**GIVEN INFORMATION:**
----------

PR #11706, opened 2024-04-01
Fix #11705: IdleMonitor destroy widget properly

### LINKED ISSUE #11705: IdleMonitor: Never registered for destruction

----------

**TASK GOAL:**
Your task is an exact transcription of every line above.

**EXERCISE RESPONSE:**
PR #11706, opened 2024-04-01
Fix #11705: IdleMonitor destroy widget properly

### LINKED ISSUE #11705: IdleMonitor: Never registered for destruction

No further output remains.